• **LISTED RECORDS**:
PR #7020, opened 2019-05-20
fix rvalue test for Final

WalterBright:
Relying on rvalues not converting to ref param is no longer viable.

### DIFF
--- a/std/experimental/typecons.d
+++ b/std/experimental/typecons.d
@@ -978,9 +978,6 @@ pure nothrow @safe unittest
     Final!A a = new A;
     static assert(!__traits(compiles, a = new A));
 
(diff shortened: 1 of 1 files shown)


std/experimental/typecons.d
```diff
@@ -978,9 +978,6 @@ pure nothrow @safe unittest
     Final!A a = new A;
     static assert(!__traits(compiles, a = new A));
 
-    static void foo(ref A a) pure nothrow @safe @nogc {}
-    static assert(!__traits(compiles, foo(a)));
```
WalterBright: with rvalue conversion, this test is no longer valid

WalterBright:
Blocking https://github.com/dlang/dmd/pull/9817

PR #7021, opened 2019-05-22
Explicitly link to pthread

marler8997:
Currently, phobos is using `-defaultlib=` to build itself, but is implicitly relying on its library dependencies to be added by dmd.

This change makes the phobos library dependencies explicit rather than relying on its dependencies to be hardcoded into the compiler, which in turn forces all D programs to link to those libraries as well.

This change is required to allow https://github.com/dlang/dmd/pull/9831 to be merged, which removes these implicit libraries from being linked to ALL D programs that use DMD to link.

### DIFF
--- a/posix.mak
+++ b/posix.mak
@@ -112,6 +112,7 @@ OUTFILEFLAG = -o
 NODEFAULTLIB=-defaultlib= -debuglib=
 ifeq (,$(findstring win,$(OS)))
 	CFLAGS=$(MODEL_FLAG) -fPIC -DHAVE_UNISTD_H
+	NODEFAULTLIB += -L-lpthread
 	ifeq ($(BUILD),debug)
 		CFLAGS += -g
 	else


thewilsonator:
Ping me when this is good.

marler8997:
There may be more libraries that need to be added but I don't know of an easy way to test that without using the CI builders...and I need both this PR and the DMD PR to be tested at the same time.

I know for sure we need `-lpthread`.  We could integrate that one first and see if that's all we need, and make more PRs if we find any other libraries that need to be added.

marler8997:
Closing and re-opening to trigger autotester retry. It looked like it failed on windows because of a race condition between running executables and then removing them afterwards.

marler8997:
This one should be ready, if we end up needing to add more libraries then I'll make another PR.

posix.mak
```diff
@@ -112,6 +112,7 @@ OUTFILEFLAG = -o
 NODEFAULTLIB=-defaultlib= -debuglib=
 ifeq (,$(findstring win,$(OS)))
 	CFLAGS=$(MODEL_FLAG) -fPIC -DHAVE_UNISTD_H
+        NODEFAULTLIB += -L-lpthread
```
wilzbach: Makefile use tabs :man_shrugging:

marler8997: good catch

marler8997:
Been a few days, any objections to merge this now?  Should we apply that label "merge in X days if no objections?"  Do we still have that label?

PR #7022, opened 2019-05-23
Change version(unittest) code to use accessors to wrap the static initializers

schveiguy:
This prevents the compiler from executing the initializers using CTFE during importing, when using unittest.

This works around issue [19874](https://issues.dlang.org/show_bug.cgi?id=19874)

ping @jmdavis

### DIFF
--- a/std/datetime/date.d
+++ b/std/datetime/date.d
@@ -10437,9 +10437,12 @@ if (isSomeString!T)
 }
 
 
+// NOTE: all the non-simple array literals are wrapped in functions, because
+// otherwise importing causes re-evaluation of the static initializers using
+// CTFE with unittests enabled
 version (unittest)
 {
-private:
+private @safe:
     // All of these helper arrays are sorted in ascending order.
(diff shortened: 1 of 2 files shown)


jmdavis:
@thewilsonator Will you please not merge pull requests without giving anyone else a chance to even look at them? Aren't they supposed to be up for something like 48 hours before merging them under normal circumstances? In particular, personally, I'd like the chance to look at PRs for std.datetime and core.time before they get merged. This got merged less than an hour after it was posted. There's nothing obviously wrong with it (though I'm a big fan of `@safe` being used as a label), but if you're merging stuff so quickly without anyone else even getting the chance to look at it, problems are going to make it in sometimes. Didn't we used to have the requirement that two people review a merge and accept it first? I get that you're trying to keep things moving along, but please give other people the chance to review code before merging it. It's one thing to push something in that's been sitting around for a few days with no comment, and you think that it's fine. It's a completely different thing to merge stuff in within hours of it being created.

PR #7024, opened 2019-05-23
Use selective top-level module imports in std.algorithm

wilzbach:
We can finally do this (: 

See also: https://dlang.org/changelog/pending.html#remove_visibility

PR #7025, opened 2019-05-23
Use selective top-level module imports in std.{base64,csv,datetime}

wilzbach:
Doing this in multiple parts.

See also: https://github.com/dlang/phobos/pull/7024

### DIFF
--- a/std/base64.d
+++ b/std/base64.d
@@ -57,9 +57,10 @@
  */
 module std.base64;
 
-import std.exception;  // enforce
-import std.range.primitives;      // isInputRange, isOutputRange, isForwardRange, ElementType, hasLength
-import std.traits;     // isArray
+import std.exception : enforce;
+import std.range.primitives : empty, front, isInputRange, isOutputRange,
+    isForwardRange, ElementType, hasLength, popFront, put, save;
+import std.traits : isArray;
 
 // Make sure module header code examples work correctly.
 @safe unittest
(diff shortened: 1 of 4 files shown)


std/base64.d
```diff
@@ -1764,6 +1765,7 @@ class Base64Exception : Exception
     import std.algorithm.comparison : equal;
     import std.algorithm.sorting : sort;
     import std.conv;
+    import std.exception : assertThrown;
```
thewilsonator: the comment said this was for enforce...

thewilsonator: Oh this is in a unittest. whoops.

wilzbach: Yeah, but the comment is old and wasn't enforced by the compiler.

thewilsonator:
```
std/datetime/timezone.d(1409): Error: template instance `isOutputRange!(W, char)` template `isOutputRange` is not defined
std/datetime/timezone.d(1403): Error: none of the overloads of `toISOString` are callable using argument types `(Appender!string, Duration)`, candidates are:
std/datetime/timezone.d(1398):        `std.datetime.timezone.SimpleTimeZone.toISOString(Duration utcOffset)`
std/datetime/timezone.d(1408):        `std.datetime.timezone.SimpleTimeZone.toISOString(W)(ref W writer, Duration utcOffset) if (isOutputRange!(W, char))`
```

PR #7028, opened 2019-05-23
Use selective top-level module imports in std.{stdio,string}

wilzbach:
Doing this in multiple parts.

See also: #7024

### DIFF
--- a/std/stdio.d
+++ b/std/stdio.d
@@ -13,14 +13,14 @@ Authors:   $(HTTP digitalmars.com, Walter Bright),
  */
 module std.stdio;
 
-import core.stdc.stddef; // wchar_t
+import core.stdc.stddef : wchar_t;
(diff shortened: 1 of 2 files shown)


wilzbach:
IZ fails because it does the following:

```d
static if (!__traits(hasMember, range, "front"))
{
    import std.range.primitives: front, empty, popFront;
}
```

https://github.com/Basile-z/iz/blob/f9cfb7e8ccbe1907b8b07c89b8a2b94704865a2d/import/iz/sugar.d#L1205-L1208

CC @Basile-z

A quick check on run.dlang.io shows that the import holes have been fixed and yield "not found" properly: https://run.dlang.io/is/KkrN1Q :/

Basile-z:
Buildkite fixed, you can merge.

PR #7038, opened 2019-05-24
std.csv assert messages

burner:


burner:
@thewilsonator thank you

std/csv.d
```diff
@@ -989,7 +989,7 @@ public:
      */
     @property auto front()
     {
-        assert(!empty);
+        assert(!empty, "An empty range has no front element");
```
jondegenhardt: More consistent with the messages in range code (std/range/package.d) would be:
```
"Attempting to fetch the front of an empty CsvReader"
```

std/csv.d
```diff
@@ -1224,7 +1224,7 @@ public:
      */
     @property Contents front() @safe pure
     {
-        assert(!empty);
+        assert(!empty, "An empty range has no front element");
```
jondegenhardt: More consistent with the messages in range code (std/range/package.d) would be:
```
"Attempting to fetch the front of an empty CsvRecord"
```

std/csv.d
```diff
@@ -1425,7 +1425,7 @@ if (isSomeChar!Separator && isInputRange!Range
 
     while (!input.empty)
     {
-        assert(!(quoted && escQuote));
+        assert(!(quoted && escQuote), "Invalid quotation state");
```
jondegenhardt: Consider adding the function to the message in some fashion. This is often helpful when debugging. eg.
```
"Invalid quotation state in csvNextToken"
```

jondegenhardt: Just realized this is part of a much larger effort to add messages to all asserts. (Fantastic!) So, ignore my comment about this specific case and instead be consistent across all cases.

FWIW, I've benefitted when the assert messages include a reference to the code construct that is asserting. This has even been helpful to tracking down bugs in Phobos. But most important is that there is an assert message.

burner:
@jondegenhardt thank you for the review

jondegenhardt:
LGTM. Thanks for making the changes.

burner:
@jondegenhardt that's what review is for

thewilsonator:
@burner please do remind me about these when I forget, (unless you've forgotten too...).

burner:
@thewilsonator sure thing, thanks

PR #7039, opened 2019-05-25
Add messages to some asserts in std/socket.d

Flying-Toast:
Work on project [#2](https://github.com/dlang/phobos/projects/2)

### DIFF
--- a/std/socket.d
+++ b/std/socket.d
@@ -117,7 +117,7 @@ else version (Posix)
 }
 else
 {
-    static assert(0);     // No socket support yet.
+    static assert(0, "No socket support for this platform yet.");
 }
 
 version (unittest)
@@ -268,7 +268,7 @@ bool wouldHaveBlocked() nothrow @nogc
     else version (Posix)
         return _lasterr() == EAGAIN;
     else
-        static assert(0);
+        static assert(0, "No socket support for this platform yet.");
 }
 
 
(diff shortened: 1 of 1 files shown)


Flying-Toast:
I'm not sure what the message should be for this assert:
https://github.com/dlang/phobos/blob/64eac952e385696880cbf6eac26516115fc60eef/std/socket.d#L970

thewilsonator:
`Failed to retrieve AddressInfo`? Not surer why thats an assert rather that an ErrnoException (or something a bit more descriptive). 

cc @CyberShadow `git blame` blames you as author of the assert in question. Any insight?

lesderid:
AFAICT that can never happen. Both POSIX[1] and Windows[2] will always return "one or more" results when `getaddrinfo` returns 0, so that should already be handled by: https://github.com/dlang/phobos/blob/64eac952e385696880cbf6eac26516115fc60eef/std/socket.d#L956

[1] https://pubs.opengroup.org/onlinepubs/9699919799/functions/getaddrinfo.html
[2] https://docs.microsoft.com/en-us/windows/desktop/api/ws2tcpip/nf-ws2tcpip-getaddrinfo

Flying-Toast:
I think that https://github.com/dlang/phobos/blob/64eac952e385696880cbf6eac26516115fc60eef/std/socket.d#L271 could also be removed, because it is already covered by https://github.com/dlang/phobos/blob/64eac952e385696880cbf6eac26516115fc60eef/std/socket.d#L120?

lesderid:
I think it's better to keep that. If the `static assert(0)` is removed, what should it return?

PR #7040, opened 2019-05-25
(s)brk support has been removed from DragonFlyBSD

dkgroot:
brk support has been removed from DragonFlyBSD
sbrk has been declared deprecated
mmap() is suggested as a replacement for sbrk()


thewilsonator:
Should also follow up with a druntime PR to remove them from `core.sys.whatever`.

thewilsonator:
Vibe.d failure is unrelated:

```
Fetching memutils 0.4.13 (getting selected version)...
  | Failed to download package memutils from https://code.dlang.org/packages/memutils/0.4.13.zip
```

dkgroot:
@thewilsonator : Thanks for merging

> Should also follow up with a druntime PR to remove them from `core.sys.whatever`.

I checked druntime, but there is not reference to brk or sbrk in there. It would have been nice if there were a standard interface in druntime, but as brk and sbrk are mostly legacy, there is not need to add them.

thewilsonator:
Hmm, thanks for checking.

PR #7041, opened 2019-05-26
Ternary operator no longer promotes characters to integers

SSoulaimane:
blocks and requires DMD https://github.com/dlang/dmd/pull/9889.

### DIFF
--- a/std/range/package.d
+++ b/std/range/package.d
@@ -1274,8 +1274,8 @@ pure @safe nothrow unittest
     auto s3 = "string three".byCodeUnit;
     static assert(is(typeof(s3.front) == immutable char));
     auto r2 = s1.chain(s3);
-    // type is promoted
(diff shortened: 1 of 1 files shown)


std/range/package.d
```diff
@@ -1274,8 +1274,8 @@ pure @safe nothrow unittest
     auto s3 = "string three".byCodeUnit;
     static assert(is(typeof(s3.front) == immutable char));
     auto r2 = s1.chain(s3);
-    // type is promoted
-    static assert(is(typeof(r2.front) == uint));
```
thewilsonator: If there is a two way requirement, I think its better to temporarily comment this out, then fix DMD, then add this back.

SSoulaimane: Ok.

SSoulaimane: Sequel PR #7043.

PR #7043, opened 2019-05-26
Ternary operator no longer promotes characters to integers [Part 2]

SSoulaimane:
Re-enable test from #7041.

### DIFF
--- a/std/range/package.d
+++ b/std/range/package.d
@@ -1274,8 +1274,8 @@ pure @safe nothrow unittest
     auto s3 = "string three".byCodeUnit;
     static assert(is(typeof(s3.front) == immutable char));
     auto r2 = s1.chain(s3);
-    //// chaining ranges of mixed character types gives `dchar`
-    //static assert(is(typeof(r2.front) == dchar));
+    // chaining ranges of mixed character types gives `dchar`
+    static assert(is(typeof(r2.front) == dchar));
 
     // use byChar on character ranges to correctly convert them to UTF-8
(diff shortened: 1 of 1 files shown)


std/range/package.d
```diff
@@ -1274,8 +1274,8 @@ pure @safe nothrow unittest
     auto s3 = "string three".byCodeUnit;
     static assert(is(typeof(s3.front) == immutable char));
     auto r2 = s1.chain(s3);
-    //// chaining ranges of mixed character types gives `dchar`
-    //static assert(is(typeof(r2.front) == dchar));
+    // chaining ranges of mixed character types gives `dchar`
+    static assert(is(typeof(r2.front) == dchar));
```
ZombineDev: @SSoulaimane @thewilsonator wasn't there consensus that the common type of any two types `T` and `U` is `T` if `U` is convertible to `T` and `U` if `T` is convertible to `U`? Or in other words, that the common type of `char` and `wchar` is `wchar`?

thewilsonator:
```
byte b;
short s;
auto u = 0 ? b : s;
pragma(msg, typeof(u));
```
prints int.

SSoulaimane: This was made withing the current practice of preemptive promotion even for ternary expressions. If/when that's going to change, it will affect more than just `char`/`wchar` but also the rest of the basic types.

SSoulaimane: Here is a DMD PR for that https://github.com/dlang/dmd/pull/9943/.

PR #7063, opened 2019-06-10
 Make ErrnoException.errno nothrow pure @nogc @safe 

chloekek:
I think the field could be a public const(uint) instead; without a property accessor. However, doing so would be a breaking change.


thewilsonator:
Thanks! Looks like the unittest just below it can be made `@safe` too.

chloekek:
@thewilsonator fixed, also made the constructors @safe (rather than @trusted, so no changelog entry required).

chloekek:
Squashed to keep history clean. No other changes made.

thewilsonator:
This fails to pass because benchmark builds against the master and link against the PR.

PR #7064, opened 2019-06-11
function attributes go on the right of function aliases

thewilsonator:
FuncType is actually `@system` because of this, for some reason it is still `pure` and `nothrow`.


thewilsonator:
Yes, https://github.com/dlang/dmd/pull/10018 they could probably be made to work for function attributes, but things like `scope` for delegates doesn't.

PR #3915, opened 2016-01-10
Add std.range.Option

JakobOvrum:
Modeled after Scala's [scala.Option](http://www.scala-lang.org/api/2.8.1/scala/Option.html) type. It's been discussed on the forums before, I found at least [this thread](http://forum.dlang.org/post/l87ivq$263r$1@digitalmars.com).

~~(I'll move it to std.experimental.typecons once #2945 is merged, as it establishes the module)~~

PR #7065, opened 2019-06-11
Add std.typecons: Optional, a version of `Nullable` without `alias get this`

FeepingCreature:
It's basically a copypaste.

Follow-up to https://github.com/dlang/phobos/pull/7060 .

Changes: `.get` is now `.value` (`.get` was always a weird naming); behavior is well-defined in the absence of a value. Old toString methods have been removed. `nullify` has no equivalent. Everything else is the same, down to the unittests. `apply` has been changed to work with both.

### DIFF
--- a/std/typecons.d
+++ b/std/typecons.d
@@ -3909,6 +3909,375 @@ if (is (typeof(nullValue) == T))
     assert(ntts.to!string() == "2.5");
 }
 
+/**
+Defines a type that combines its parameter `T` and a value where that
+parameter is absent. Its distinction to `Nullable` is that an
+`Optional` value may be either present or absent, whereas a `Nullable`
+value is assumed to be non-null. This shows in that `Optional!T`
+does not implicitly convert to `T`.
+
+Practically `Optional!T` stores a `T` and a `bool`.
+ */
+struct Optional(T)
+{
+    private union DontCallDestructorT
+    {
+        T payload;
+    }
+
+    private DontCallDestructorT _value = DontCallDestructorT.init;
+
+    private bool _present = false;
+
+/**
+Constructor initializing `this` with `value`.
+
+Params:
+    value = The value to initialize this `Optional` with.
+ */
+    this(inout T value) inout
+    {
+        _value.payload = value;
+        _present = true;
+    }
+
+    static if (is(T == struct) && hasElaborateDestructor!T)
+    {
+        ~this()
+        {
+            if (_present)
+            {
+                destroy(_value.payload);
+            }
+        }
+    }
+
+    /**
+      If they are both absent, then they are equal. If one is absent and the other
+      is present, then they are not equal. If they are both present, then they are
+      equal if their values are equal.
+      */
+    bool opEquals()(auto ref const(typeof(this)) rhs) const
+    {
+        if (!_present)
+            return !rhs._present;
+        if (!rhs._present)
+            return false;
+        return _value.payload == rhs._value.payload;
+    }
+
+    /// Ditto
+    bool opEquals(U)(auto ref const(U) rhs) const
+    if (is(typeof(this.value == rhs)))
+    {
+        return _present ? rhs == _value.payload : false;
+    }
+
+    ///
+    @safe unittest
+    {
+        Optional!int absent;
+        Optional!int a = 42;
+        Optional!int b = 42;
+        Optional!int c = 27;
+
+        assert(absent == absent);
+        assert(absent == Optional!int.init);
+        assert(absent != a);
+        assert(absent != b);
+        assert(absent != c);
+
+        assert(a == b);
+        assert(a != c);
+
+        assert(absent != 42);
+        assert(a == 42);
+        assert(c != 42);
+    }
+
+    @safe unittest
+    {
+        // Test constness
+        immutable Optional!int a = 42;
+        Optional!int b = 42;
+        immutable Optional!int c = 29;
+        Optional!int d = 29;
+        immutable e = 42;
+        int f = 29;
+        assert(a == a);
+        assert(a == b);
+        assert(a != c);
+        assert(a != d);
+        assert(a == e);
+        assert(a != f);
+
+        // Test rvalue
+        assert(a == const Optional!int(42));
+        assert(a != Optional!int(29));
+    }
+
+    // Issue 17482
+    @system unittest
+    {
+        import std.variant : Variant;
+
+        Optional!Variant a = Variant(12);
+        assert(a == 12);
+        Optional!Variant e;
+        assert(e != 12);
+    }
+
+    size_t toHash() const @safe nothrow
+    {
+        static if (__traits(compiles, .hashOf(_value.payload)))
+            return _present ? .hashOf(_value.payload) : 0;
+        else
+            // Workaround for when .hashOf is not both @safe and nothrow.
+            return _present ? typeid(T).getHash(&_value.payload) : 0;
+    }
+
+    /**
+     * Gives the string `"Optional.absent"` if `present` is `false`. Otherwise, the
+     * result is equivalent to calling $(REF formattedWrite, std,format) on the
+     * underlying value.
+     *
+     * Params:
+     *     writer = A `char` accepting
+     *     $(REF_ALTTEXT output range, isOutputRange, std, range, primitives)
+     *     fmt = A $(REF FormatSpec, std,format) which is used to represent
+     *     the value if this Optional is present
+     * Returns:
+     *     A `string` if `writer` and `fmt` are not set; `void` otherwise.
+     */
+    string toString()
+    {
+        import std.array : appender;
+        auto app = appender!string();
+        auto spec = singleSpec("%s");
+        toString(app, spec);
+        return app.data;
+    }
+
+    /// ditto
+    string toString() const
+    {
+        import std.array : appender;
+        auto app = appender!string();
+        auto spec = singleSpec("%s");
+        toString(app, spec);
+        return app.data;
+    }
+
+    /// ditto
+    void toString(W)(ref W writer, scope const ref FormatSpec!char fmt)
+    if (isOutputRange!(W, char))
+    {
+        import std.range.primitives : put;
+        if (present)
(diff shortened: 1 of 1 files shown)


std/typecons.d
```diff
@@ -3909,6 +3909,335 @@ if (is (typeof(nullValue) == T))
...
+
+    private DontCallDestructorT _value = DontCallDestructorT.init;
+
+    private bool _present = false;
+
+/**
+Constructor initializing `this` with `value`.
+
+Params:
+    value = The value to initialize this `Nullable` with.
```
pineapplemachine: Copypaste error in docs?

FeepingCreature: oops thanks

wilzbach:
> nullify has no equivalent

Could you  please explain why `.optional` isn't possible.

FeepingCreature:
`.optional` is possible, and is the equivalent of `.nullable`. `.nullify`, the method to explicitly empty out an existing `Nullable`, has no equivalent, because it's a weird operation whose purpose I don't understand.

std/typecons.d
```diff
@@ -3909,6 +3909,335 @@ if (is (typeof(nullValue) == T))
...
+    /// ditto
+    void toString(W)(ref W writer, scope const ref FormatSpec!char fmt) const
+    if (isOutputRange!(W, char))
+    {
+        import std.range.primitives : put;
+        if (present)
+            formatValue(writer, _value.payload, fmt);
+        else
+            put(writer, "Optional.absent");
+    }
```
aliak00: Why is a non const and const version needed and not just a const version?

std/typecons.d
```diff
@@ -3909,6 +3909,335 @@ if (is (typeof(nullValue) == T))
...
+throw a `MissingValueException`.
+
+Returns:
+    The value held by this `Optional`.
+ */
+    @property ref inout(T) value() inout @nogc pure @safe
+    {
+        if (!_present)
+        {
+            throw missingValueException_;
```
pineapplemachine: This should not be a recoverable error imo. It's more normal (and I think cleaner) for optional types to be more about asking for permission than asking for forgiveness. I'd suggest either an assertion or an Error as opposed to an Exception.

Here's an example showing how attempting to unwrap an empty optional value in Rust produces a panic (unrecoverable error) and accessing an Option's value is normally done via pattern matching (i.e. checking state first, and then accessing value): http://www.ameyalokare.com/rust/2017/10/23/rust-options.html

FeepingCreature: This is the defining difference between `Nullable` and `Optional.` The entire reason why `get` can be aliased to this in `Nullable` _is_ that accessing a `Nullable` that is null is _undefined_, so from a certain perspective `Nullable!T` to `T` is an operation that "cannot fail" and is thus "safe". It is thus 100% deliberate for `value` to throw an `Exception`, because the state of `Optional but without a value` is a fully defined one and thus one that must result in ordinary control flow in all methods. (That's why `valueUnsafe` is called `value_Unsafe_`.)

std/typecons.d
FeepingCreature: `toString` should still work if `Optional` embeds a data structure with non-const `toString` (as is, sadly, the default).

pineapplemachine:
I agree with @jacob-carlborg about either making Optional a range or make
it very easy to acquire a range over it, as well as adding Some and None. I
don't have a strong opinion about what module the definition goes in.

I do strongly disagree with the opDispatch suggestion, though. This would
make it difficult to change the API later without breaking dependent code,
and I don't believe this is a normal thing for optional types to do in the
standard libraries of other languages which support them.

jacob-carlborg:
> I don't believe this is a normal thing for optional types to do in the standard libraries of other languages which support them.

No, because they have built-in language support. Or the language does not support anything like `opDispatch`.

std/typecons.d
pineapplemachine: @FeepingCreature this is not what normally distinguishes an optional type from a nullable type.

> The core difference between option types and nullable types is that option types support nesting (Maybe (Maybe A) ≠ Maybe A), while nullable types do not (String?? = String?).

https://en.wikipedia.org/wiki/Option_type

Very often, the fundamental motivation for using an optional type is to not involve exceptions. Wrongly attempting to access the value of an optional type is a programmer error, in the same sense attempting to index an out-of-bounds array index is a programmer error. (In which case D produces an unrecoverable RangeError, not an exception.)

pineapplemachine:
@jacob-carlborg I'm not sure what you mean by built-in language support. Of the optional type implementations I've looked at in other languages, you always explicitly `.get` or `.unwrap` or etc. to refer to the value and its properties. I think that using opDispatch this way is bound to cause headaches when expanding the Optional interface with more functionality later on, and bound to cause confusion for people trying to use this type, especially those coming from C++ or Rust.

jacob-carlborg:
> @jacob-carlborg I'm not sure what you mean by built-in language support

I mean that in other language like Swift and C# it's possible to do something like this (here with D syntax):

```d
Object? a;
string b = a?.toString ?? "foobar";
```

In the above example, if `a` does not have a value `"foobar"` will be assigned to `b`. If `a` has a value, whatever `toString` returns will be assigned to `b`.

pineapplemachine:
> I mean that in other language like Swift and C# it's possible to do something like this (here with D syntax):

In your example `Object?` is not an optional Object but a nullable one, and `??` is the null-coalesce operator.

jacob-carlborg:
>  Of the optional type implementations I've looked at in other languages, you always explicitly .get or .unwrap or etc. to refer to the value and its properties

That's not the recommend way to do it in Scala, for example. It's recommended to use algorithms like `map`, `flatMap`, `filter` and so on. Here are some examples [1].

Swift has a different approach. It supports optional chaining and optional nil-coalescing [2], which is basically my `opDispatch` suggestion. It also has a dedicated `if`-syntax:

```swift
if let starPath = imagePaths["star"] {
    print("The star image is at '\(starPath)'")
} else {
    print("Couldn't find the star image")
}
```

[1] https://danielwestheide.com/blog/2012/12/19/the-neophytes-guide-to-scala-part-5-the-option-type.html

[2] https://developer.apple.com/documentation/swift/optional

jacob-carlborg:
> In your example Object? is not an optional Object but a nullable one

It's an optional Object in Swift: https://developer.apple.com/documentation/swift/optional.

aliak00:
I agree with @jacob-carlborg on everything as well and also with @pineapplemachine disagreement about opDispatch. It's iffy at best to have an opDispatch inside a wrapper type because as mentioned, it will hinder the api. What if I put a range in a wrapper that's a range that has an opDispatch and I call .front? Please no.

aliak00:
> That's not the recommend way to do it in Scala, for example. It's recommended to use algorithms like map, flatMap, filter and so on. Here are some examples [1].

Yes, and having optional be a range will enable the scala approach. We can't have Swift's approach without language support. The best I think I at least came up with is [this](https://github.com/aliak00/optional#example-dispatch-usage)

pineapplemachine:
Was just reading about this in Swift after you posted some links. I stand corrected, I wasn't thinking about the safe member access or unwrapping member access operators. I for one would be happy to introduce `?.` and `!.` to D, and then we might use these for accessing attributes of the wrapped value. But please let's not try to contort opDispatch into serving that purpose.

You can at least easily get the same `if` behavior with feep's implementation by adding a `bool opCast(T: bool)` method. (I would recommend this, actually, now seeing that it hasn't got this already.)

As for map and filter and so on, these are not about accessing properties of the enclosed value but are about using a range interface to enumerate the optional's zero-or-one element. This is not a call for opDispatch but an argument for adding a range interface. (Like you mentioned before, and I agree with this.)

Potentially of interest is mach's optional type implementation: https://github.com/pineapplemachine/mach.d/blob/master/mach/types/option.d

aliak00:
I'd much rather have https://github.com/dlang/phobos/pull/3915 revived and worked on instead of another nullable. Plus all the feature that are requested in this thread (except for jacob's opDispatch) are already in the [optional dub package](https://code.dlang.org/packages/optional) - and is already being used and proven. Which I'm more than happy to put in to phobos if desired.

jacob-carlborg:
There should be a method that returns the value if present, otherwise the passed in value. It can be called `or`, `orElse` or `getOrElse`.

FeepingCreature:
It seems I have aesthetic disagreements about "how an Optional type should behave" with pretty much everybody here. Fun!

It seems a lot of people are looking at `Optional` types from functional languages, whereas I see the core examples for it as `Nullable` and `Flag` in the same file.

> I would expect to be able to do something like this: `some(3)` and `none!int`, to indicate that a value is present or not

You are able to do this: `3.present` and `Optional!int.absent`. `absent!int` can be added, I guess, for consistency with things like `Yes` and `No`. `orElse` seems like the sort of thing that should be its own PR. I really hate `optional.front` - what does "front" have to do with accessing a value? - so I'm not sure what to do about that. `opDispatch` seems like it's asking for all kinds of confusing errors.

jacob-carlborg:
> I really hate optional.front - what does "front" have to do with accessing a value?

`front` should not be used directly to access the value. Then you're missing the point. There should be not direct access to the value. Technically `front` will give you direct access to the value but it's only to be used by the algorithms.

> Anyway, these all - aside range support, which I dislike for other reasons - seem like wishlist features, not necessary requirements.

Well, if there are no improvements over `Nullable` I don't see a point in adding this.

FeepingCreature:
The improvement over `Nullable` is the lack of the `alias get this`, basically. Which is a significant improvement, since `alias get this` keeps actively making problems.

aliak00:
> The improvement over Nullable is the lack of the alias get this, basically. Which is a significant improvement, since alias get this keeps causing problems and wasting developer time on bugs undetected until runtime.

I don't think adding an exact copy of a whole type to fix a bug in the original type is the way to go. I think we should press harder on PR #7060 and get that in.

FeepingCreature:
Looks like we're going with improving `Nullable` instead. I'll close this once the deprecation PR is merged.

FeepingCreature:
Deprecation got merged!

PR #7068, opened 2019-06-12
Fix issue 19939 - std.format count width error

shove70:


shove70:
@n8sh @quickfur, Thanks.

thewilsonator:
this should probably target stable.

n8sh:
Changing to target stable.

• **DIRECTIONS**:
In the listing above, find each line with the word "keeps" and copy it out.

• **RESPONSE FOR THIS EXERCISE**:
The improvement over `Nullable` is the lack of the `alias get this`, basically. Which is a significant improvement, since `alias get this` keeps actively making problems.
> The improvement over Nullable is the lack of the alias get this, basically. Which is a significant improvement, since alias get this keeps causing problems and wasting developer time on bugs undetected until runtime.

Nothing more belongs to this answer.